**Assignment**
Your reply should reproduce each record precisely as written.
[[ Supplied material open ]]
PR #1134, opened 2017-01-25
Update waiters

JordonPhillips:

### DIFF
--- a/botocore/data/elb/2012-06-01/waiters-2.json
+++ b/botocore/data/elb/2012-06-01/waiters-2.json
@@ -1,0 +1,31 @@
+{
+    "version":2,
+    "waiters":{
+        "AnyInstanceInService":{
+            "acceptors":[
+                {
+                    "argument":"InstanceStates[].State",
+                    "expected":"InService",
+                    "matcher":"pathAny",
+                    "state":"success"
+                }
+            ],
+            "delay":15,
+            "maxAttempts":40,
+            "operation":"DescribeInstanceHealth"
+        },
+        "InstanceInService":{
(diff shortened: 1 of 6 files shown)


botocore/data/elb/2012-06-01/waiters-2.json
```diff
@@ -0,0 +1,49 @@
+{
+    "version":2,
+    "waiters":{
+        "InstanceDeregistered": {
```
kyleknap: I wonder if we should hold off on this one. I am still not sure if this one is valid in terms of when the ``InvalidInstance`` exception is thrown when multiple instances are provided.

jamesls: Yeah, I think we should hold off on this for now until we can look into this waiter more in depth.

botocore/data/s3/2006-03-01/waiters-2.json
[[ Supplied material closed ]]
**Written answer**
PR #1134, opened 2017-01-25
Update waiters

JordonPhillips:

### DIFF
--- a/botocore/data/elb/2012-06-01/waiters-2.json
+++ b/botocore/data/elb/2012-06-01/waiters-2.json
@@ -1,0 +1,31 @@
+{
+    "version":2,
+    "waiters":{
+        "AnyInstanceInService":{
+            "acceptors":[
+                {
+                    "argument":"InstanceStates[].State",
+                    "expected":"InService",
+                    "matcher":"pathAny",
+                    "state":"success"
+                }
+            ],
+            "delay":15,
+            "maxAttempts":40,
+            "operation":"DescribeInstanceHealth"
+        },
+        "InstanceInService":{
(diff shortened: 1 of 6 files shown)


botocore/data/elb/2012-06-01/waiters-2.json
```diff
@@ -0,0 +1,49 @@
+{
+    "version":2,
+    "waiters":{
+        "InstanceDeregistered": {
```
kyleknap: I wonder if we should hold off on this one. I am still not sure if this one is valid in terms of when the ``InvalidInstance`` exception is thrown when multiple instances are provided.

jamesls: Yeah, I think we should hold off on this for now until we can look into this waiter more in depth.

botocore/data/s3/2006-03-01/waiters-2.json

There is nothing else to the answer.